→ **ACTIVITY**:
Line count for "parallel": report how many lines in this material hold that string, with the number alone as the answer.

TASK INPUT Start Marker

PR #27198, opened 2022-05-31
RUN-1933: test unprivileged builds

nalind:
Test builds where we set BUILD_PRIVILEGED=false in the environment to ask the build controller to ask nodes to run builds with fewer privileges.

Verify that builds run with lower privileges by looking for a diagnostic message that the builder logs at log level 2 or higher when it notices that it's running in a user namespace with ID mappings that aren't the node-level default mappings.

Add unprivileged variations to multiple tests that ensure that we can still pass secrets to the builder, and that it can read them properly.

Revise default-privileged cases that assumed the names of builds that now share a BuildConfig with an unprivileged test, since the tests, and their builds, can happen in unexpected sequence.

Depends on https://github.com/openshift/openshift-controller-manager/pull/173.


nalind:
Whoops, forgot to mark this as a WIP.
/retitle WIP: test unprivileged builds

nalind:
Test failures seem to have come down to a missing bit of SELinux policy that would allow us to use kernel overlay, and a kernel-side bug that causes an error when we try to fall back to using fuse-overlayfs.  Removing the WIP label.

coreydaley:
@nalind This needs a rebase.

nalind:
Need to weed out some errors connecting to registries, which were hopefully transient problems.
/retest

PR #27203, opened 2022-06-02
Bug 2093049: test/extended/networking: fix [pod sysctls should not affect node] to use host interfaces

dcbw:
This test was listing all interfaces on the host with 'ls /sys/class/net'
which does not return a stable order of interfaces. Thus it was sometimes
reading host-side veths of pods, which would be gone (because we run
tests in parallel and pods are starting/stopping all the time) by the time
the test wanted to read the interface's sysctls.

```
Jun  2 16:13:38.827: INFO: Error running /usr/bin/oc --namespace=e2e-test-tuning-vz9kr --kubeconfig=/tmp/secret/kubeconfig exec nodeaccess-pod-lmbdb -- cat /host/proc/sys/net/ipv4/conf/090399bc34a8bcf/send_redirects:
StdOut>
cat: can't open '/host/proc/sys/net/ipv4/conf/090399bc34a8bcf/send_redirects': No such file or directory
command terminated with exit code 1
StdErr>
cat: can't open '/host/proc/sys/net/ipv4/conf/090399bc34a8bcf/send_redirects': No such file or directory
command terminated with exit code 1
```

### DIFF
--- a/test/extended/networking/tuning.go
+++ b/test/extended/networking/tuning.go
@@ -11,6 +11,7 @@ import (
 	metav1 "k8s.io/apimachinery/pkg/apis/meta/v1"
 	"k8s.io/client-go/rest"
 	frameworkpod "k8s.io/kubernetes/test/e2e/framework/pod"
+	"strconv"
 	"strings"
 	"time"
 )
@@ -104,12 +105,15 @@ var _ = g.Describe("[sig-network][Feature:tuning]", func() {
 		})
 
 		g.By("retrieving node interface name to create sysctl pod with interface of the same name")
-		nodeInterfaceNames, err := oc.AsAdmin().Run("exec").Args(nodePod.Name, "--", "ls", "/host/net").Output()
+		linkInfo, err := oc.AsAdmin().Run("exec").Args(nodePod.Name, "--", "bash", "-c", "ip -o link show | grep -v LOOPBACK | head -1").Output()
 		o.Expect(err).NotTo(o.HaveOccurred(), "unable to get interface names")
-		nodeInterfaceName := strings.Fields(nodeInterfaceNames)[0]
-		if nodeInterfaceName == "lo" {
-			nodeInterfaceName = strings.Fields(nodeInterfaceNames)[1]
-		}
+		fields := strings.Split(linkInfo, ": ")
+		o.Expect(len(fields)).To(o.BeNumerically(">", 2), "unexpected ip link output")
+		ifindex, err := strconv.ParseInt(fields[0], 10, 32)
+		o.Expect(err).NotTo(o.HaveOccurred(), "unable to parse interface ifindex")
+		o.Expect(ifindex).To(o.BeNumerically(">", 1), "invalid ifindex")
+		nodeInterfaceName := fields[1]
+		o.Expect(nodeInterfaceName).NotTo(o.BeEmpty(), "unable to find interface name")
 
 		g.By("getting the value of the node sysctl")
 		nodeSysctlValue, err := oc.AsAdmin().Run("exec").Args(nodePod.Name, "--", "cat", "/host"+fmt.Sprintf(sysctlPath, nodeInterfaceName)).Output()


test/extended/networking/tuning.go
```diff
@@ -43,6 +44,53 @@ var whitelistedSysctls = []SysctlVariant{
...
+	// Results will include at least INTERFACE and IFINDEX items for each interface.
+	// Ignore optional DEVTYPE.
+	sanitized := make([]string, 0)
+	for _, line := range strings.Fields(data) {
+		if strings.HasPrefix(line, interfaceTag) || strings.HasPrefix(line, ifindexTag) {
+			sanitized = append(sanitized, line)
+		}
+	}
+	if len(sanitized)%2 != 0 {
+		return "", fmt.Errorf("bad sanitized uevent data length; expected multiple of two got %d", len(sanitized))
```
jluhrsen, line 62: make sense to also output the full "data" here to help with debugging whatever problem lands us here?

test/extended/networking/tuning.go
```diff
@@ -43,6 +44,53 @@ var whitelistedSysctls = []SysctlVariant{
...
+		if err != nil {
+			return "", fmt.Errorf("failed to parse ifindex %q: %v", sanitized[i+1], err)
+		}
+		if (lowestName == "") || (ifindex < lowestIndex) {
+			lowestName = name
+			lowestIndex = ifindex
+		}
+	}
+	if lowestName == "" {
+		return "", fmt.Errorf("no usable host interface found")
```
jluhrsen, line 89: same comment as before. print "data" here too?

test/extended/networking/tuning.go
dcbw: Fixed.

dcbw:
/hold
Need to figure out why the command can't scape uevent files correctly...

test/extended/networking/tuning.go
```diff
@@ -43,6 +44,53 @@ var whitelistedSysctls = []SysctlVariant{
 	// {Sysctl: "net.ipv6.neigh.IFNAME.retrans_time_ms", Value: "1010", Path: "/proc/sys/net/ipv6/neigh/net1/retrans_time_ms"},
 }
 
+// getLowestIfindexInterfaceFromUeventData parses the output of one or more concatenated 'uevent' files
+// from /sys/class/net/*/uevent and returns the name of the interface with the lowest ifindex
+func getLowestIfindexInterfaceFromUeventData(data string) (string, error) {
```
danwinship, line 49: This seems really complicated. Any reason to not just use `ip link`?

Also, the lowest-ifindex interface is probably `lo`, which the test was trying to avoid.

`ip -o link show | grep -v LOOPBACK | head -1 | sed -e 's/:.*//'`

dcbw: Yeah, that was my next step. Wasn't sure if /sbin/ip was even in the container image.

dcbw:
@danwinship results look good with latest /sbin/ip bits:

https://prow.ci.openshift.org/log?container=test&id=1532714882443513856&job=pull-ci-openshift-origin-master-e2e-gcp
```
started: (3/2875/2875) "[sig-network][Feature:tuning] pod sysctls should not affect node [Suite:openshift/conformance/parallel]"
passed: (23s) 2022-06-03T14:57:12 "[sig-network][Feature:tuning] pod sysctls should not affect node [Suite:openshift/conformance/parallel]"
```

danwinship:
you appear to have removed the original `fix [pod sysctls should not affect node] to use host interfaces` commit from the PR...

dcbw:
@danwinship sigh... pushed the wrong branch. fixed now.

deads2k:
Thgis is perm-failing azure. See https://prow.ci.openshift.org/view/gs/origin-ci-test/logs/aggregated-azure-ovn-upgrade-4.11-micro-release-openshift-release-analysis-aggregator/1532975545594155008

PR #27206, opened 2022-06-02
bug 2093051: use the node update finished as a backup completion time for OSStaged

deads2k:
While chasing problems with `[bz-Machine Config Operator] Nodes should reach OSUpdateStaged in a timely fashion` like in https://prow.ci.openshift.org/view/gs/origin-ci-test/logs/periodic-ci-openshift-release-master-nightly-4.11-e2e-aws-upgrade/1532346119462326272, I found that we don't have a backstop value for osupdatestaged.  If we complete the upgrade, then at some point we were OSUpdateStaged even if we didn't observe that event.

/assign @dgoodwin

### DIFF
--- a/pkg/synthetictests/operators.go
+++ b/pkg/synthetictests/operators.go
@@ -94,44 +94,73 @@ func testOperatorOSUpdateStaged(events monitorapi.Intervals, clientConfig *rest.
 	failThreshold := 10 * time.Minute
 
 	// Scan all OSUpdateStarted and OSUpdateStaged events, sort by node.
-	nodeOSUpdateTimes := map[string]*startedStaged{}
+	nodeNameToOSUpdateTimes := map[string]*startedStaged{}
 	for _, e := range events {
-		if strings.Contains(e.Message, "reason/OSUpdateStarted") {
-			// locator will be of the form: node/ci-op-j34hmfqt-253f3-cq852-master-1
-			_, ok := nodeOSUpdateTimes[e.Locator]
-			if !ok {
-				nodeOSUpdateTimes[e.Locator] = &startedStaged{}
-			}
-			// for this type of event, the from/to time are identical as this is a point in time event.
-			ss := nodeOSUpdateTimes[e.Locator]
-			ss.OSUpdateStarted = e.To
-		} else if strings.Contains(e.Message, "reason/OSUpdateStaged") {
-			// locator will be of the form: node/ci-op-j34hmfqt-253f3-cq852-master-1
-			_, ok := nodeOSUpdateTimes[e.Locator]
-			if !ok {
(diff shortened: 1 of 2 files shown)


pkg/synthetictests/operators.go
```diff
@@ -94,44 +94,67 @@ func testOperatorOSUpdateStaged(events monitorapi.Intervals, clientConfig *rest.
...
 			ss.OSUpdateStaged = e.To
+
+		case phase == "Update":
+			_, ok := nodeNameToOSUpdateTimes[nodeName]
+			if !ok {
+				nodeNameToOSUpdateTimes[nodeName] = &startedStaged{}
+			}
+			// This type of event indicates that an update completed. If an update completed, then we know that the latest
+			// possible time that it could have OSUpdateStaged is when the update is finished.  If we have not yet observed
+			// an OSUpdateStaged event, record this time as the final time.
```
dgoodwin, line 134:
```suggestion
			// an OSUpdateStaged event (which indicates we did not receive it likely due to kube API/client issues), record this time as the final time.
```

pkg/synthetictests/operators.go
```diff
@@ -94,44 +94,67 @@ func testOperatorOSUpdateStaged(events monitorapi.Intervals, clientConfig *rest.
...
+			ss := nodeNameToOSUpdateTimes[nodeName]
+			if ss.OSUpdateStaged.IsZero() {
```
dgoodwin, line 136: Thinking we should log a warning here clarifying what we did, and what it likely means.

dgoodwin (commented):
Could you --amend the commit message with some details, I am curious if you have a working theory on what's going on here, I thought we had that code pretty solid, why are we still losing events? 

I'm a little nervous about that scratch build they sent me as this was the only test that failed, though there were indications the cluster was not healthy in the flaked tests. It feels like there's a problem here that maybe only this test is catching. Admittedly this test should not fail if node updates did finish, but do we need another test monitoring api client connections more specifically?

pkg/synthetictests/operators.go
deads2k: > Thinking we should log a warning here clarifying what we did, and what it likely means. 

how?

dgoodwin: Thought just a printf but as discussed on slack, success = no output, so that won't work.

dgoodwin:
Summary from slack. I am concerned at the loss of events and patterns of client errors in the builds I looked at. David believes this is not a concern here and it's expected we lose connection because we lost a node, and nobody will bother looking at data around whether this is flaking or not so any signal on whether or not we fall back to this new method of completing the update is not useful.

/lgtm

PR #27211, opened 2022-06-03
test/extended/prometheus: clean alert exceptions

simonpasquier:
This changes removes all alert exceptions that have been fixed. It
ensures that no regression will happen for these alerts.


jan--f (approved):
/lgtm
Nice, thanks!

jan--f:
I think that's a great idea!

TASK INPUT End Marker

→ **YOUR SOLUTION**:
3